In the present invention, Speech signal detection frame number=signal detection time × sampling rate/1000/ frame length; Walkaway frame number=walkaway time × sampling rate/1000/ frame length.Signal detection time, walkaway time can be arranged flexibly according to applied environment demand.Signal detection time unit is second, and sampling rate unit is 1/ second.

Under domestic. applications scene, the parameter of the inventive method can be set to:

Parameter	Value
		Th	0x200
Frame length	256
		Samplerate (sampling rate)	48000Hz(48K)
The walkaway time	3s
		Walkaway frame number	Walkaway time * Samplerate/1000/ frame length
Signal detection time	50ms
		Input frame number	Signal detection time * Samplerate/1000/ frame length

Every frame data obtain an absolute value average, utilize multiple absolute value average to calculate mean absolute deviation, and it can be used as detection decision metric standard.By mean absolute deviation compared with default noise gate, simultaneously in conjunction with Speech signal detection frame number, walkaway time frame number, obtain three kinds of testing results: voice signal, noise, intermediate state.

Claims

1. the voice signal detection method of a digital audio system, it is characterized in that, the main implementation procedure of the method is: from every frame of digital sound signal, obtain a sample absolute value average, by the mean absolute deviation of all digital audio and video signals of multiple sample absolute value mean value computation of multiframe digital audio and video signals; If in the walkaway frame number arranged, this mean absolute deviation is less than predict noise thresholding, then detected digital audio and video signals is judged to be noise always; If in the Speech signal detection frame number arranged, this mean absolute deviation is greater than default noise gate, then detected digital audio and video signals is judged to be voice signal always; In other situation, then it is intermediate state.

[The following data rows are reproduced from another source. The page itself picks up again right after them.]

PR #2932, opened 2025-10-28
Update `GeminiLLMService` to work with `LLMContext` and `LLMContextAg…

kompfner:
…gregatorPair`

This PR is mostly following the patterns established in https://github.com/pipecat-ai/pipecat/pull/2889 and https://github.com/pipecat-ai/pipecat/pull/2750, except it had a "head start" because it already had a working context adapter in `GeminiLLMAdapter`.

This PR represents the *last* of the migrations to `LLMContext` (assuming it lands after https://github.com/pipecat-ai/pipecat/pull/2889, which is also still open). After that, we can start the process of deprecating `OpenAILLMContext` and associated code.

NOTE: there's still one occasional bug in context record-keeping that I'd like to investigate: during some user interruptions, the assistant aggregator receives too many `LLMFullResponseEndFrame`, resulting in the loss of some assistant text.

### DIFF
--- a/src/pipecat/services/google/gemini_live/llm.py
+++ b/src/pipecat/services/google/gemini_live/llm.py
@@ -223,7 +223,7 @@ class GeminiLiveContext(OpenAILLMContext):
     Provides Gemini-specific context management including system instruction
     extraction and message format conversion for the Live API.
 
-    .. deprecated:: 0.0.93
+    .. deprecated:: 0.0.92
         Gemini Live no longer uses `GeminiLiveContext` under the hood.
         It now uses `LLMContext`.
     """
@@ -352,7 +352,7 @@ class GeminiLiveUserContextAggregator(OpenAIUserContextAggregator):
     Extends OpenAI user aggregator to handle Gemini-specific message passing
     while maintaining compatibility with the standard aggregation pipeline.
 
-    .. deprecated:: 0.0.93
+    .. deprecated:: 0.0.92
         Gemini Live no longer expects a `GeminiLiveUserContextAggregator`.
         It now expects a `LLMUserAggregator`.
     """
@@ -393,7 +393,7 @@ class GeminiLiveAssistantContextAggregator(OpenAIAssistantContextAggregator):
     to prevent duplicate context entries, as Gemini Live pushes both
     LLMTextFrames and TTSTextFrames.
 
-    .. deprecated:: 0.0.93
+    .. deprecated:: 0.0.92
         Gemini Live no longer uses `GeminiLiveAssistantContextAggregator` under the hood.
         It now uses `LLMAssistantAggregator`.
     """
@@ -443,7 +443,7 @@ class GeminiLiveAssistantContextAggregator(OpenAIAssistantContextAggregator):
 class GeminiLiveContextAggregatorPair:
     """Pair of user and assistant context aggregators for Gemini Live.
 
-    .. deprecated:: 0.0.93
+    .. deprecated:: 0.0.92
         `GeminiLiveContextAggregatorPair` is deprecated.
         Use `LLMContextAggregatorPair` instead.
 


examples/foundational/26a-gemini-live-transcription.py
```diff
@@ -90,7 +92,12 @@ async def run_bot(transport: BaseTransport, runner_args: RunnerArguments):
             #     },
         ],
     )
-    context_aggregator = llm.create_context_aggregator(context)
+    context_aggregator = LLMContextAggregatorPair(
+        context,
+        # `expect_stripped_words=False` needed when Gemini Live used with AUDIO
```
kompfner, line 97: This pattern is a bit ugly.

Prior to this change, though, we actually had a bug—`create_context_aggregator()` would *always* return an assistant context aggregator configured with `expect_stripped_words=False`, even when it ought not to have been (i.e. when the LLM was configured to output text).

src/pipecat/services/google/gemini_live/llm.py
```diff
@@ -219,6 +222,10 @@ class GeminiLiveContext(OpenAILLMContext):
 
     Provides Gemini-specific context management including system instruction
     extraction and message format conversion for the Live API.
+
+    .. deprecated:: 0.0.93
```
kompfner: I'm just guessing that this PR won't land for version 0.0.92.

Note to self: update this if this assumed version turns out to be wrong.

src/pipecat/services/google/gemini_live/llm.py
```diff
@@ -1458,7 +1568,17 @@ async def _handle_msg_output_transcription(self, message: LiveServerMessage):
         # Collect text for tracing
         self._llm_output_buffer += text
 
-        await self.push_frame(LLMTextFrame(text=text))
+        # NOTE: Shoot. When using Vertex AI, output transcription messages
```
kompfner, line 1583: Yuck.

examples/foundational/26a-gemini-live-transcription.py
filipi87: Agreed. I wonder if this is something we could change in the future, so we wouldn't need to pass `expect_stripped_words`, and could instead identify directly inside the aggregator whether the words we receive are stripped or not.

Or maybe this should be provided by the `LLMAdapter`?

It does feel a bit weird that the user has to define that, it seems like something internal to how we handle data from the LLM.

src/pipecat/services/google/gemini_live/llm.py
```diff
@@ -883,6 +957,40 @@ async def process_frame(self, frame: Frame, direction: FrameDirection):
...
 
+    async def _handle_context(self, context: LLMContext):
+        if not self._context:
+            # We got our initial context
+            self._context = context
+            if context.tools:
+                self._tools = context.tools
+            # Initialize our bookkeeping of already-completed tool calls in
+            # the context
+            await self._process_completed_function_calls(send_new_results=False)
```
filipi87, line 971: Is this for the case where we’re loading a previous context ?

src/pipecat/services/google/gemini_live/llm.py
filipi87: Yeah, that is crazy. 🤕

examples/foundational/26a-gemini-live-transcription.py
markbackman: The same is true of OpenAI Realtime, IIRC. How did you work around it there?

Alternatively, is `expect_stripped_words` more of an internal variable to handle the output of an LLM such that it conforms with the context format Pipecat expects? If so, is there a reason it shouldn't be set to False by default so that you don't have to set it when initializing the `LLMContextAggregatorPair`?

This is such a small piece that it will be overlooked and will create problems if we require it.

src/pipecat/services/google/gemini_live/llm.py
kompfner: Yes that's most likely the scenario where there'd be already-completed tool calls in the initial context.

But who knows—there might be other ways users seed context where already-completed tool calls could make their way in there. The point is just that we shouldn't bake in the assumption that the initial context _won't_ contain tool calls.

markbackman: Same question.

src/pipecat/services/google/gemini_live/llm.py
markbackman: We should ask the Google team about this one. This is really weird and makes handling this more difficult.

examples/foundational/26a-gemini-live-transcription.py
markbackman: It looks like `assistant_params.expect_stripped_words = False` is still initialized in the `create_context_aggregator` function. Do we actually need to set this value here?

kompfner:
Snuck in a last couple of bug fixes

examples/foundational/26a-gemini-live-transcription.py
kompfner: > It looks like assistant_params.expect_stripped_words = False is still initialized in the create_context_aggregator function. Do we actually need to set this value here?

Correct. The `create_context_aggregator` function is still around for backward compatibility—it should work exactly as it used to, with users being none the wiser. It's part of the "old pattern" of context setup. So we need to set up `assistant_params` there like it was doing before.

kompfner: > The same is true of OpenAI Realtime, IIRC. How did you work around it there?

I did not hehe. I actually have a personal TODO to go back and fix it.

kompfner: > Alternatively, is expect_stripped_words more of an internal variable to handle the output of an LLM such that it conforms with the context format Pipecat expects? If so, is there a reason it shouldn't be set to False by default so that you don't have to set it when initializing the LLMContextAggregatorPair?

If it's `False` by default it won't work properly for most services.

But I agree with you all that there should ideally be a way for the context aggregator to "auto-detect" the right setting for this.

kompfner: The fundamental problem is that the aggregator and the LLM are two independently-configured services in the pipeline. I'll look into whether there's a way for either:
* The aggregator to not require the `expect_stripped_words` flag at all
* The LLM to somehow communicate to the LLM at pipeline start time what setting to use for that flag
* Something else

kompfner: > Or maybe this should be provided by the LLMAdapter

The assistant aggregator isn't aware of the adapter. It doesn't know which LLM service is upstream of it.

kompfner: Actually...needing to configure the assistant aggregator differently depending on which LLM service is upstream of it is kind of a fundamental problem—we can't have that be the case if we want to be able to dynamically switch LLMs at runtime...

Having the LLM "communicate" downstream at setup time sounds too complicated for the LLM-swapping scenario. I think what @filipi87 is suggesting—of making the aggregator smart enough to not have to be told what to expect—is the preferred solution.

kompfner: I think this work can come in a follow-up PR—when the changes in this PR land, if nobody updates their client code, things will automatically work for them: a properly-configured assistant context aggregator is returned from `create_context_aggregator()`.

kompfner:
OK, gonna go ahead and merge this (with version numbers updated to 0.0.92 throughout) and then work on the `expect_stripped_words` thing in a follow-up PR.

2. the voice signal detection method of digital audio system according to claim 1, is characterized in that, the method comprises the following steps:

2) utilize the absolute value average of N frame of digital sound signal, calculate mean absolute deviation values wherein n=1,2 ..., N, Σ represent summation, for the average of X [1] ~ X [N];

3) using digital audio system without actual measurement mean absolute deviation values during input signal as default noise gate Th, and mean absolute deviation values d [n] to be compared with default noise gate Th; When d [n] is more than or equal to Th, noise frame counter noisecnt=0, voice signal frame counter signalcnt=signalcnt+1; Otherwise, noise frame counter noisecnt=noisecnt+1, voice signal frame counter signalcnt=0;

4) if noise frame counter noisecnt is less than default walkaway frame number, and voice signal frame counter signalcnt is less than default Speech signal detection frame number, then the testing result of the n-th frame of digital sound signal is judged to be intermediate state; If voice signal frame counter signalcnt is more than or equal to default Speech signal detection frame number, then the n-th frame of digital sound signal is voice signal, and signalcnt resets to 0; If noise frame counter noisecnt is more than or equal to default walkaway frame number, then this n-th frame of digital sound signal is noise, and noisecnt resets to 0;

5) preserve signalcnt, noisecnt, the n-th frame of digital sound signal testing result, return step 1) continue to detect digital audio and video signals to be detected.

3. the voice signal detection method of digital audio system according to claim 2, is characterized in that, the value of N is relevant to the sampling rate of digital audio and video signals, and when sampling rate is 176.4K, N gets 16; Or N gets 8 when sampling rate is 96K and 88.2K; Or N gets 4 when sampling rate is 48K and 32K.

4. the voice signal detection method of digital audio system according to claim 3, is characterized in that, described Speech signal detection frame number=signal detection time × sampling rate/1000/ frame length.

5. the voice signal detection method of digital audio system according to claim 3, is characterized in that, described walkaway frame number=walkaway time × sampling rate/1000/ frame length.